***** Data below

Issue #333, opened 2015-07-30
(Staggered) mixed precision inverter is broken with reconstruction 9


mathiaswagner:
I tried using the staggered mixed precision inverter in MILC with reconstruction and saw convergence issues. I can reproduce the issue with staggered_invert_test on a single node.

**********

# Your assignment:
Every line of the data that includes the word "with" should be copied.

# Exercise result:
(Staggered) mixed precision inverter is broken with reconstruction 9
I tried using the staggered mixed precision inverter in MILC with reconstruction and saw convergence issues. I can reproduce the issue with staggered_invert_test on a single node.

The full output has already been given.